EXERCISE AIM: Only a number is expected: how many lines in these records mention the word "gradually"?

DATA FOR PROCESSING:
PR #1581, opened 2023-05-10
II interface v2

frederikrothenberger:
Strawman PR to discuss a possible v2 II interface. The interface introduces the following changes:
* remove any mention of anchor. The new API is based around "identity". (I decided against "user", as a user could have many identities.)
* remove the concept of "device" (the new API is based around keys)
* by doing the above two renames, all methods now have a new name that does not clash with the v1 api (except for `create_challenge` which has been renamed to `create_captcha`). This avoids having to introduce a `_v2` suffix (or similar).
* all changed methods now return `opt variant`, which allows to properly return errors (and also extend the types later without breaking clients)
* `update` is now clearly scoped to only allow changing metadata
* the `last_usage` timestamp can now be provided on write. The write will be rejected if the timestamp does not match the canister side value. This can be used to prevent writes of stale data.
* Some redundant type aliases have been removed.
* No changes have been made to the endpoints related to delegations as well as the non user-facing the technical ones (i.e. stats and archive related endpoints).

The Plan is to gradually introduce the new API alongside the old one in an experimental state. Once we are happy with the new interface, we can stabilize the API and deprecate (and later remove) the current one.

This work is motivated by repeatedly bumping into limitations with the current API, the latest two examples being the inability to introduce proper errors and the need to introduce additional WebAuthnSignatures (which causes problems on the current `update` call as it mixes sensitive and non-sensitive data changes).

This PR is _not_ intended to be merged, but rather to form agreement on the new API, so that we can then introduce it gradually as needed in separate PRs.

### DIFF
--- a/src/internet_identity/internet_identity.did
+++ b/src/internet_identity/internet_identity.did
@@ -1,8 +1,6 @@
-type UserNumber = nat64;
+type IdentityNumber = nat64;
 type PublicKey = blob;
 type CredentialId = blob;
-type DeviceKey = PublicKey;
-type UserKey = PublicKey;
 type SessionKey = PublicKey;
 type FrontendHostname = text;
 type Timestamp = nat64;
@@ -41,22 +39,10 @@ type StreamingStrategy = variant {
     };
 };
 
-type Purpose = variant {
-    recovery;
-    authentication;
-};
-
-type KeyType = variant {
-    unknown;
-    platform;
-    cross_platform;
-    seed_phrase;
-};
-
-// This describes whether a device is "protected" or not.
-// When protected, a device can only be updated or removed if the
-// user is authenticated with that very device.
-type DeviceProtection = variant {
+// This describes whether a key is "protected" or not.
+// When protected, a key can only be updated or removed if the
+// user is authenticated with that very key.
+type KeyProtection = variant {
     protected;
     unprotected;
 };
@@ -66,35 +52,6 @@ type Challenge = record {
     challenge_key: ChallengeKey;
 };
 
-type DeviceData = record {
-    pubkey : DeviceKey;
-    alias : text;
-    credential_id : opt CredentialId;
-    purpose: Purpose;
-    key_type: KeyType;
-    protection: DeviceProtection;
-    origin: opt text;
-    // Metadata map for additional device information.
-    //
-    // Note: some fields above will be moved to the metadata map in the future.
-    // All field names of `DeviceData` (such as 'alias', 'origin, etc.) are
-    // reserved and cannot be written.
-    metadata: opt MetadataMap;
-};
-
-// The same as `DeviceData` but with the `last_usage` field.
-// This field cannot be written, hence the separate type.
-type DeviceWithUsage = record {
-    pubkey : DeviceKey;
-    alias : text;
-    credential_id : opt CredentialId;
-    purpose: Purpose;
-    key_type: KeyType;
-    protection: DeviceProtection;
-    origin: opt text;
-    last_usage: opt Timestamp;
-    metadata: opt MetadataMap;
-};
 
 // Map with some variants for the value type.
 // Note, due to the Candid mapping this must be a tuple type thus we cannot name the fields `key` and `value`.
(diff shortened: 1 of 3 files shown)


frederikrothenberger:
> the last_usage timestamp can now be provided on write. The write will be rejected if the timestamp does not match the canister side value. This can be used to prevent writes of stale data.

Open point about this: While it is true that the last usage can be used to detect stale writes, it can give false positives. I.e. any authenticated action, such as reading data or modifying _other_ keys will update the `last_usage` timestamp, thus leading to rejects of non-stale data. To avoid this, we would need to introduce a second timestamp that updates on writes _only_ (e.g. `last_update`).

Any opinion on this @nmattia?

src/internet_identity/internet_identity.did
```diff
@@ -333,42 +272,112 @@ type DeployArchiveResult = variant {
...
+type result = variant {
+    ok;
+};
+
+type WebAuthnDirectSigMode = variant {
+    mandatory;
+    optional;
+};
+
+type key = variant {
```
przydatek, line 293: I would suggest using some other name than `key`, as "key" is a very generic and often overloaded term. For example in this specification it collides with `PublicKey` and `SessionKey`, which are not instances of `key` as defined in this line. 

Maybe something more specific to the actual functionality/abstraction would be more suitable, like `AuthnMethod` or `AuthnForm`?  I realise, that these are significantly longer than just "key" but they make it (more) clear what is represented by the structures.  As we move away from "anchor" to "identity", speaking of "identity's authentication method" is more clear than about "identity's key", no?

Another alternative could be a `pass`: an identity can have many "passes" (which allow the identity to authenticate itself).

src/internet_identity/internet_identity.did
```diff
@@ -333,42 +272,112 @@ type DeployArchiveResult = variant {
...
+    };
+};
+
+type KeyRecord = record {
+    key: key;
+    // contains now the following fields
+    // - alias
+    // - key_type: platform,
+    // - origin
+    // - key_type: reduced to "platform", "cross_platform" on migration
```
przydatek, line 311: nit: `key_type` comes up twice on this list.

src/internet_identity/internet_identity.did
przydatek: I find `auth` better than `key`, but my current preference would be `pass`:  the short for authentication is usually `authn`, like in `WebAuthn` (also to distinguish it from authorization, `authz`), so `auth` is a bit ambiguous, and even if we assume it refers to authentication, the connection to "method" is not obvious.  We could introduce e.g. `authm` for "authentication method" to disambiguate, but that's not perfect either...  
I like `pass` because it is short and describes "something that can be used to authenticate oneself", which I believe is what we are dealing with here, so we get a nice abstraction.
Maybe let's talk briefly together with @nmattia and settle on some naming (say this afternoon?), to avoid repeated renamings?

frederikrothenberger: I discussed with @nmattia yesterday:
* he suggested that we could also go for `passkey`, but since `passkeys` are strongly associated with WebAuthn (at least for now) I would like to go with something that conveys a more general meaning.
* he suggested also to change the method names by using prefixes in lieu of REST URL path segments: i.e. do `pass_update_settings`, `pass_add`, ... instead of of `add_pass`, `update_pass_settings`
* I'd be fine with using `pass` although I've have not seen it used so far as a synonym for "generic authentication method". I have slight preference for `authn` but I'm fine with `pass` too.

frederikrothenberger:
Quick summary of the discussion @przydatek, @nmattia and I had today:

* Renaming `anchor` -> `identity`
* Renaming `device_data` -> `authn_data`
  * The actual authentication mechanism (WebAuthn / generic pubkey) will be called `authn_method`
* Methods will be renamed to have matching prefixes (i.e `authn_data_add`, `authn_data_remove`, ...)
* The term `tentative` will be dropped in favour of `authn_data_register` and `authn_data_confirm`

frederikrothenberger:
@nmattia: Update after a discussion I had with @przydatek:
We prefer to _not_ remove the `purpose` and split the authn_methods in two different list. The reasons are:
* an `AuthnMethodData` would no longer be self-describing, but the semantics become dependent on the context
* it would duplicate the `add` method
* it would require a new method to switch a device from authn to recovery (or vice versa)

frederikrothenberger:
#2162 marks the last PR of an early implementation of the new API that has feature parity with the legacy API. More development is necessary, but at this point I don't think keeping around this draft is useful anymore.

PR #1720, opened 2023-06-21
Read user number from recovery phrase input

nmattia:
This changes the recovery phrase screens to not require the userNumber to be known before the user types their phrase. Instead, the number is read from the input.

This is part of the ongoing work for simplifying the recovery flow. By not requiring the user number to be known, we'll be able to skip the user number prompt step.


przydatek (approved):
LGTM, thanks!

RESULT OF THIS EXERCISE: 2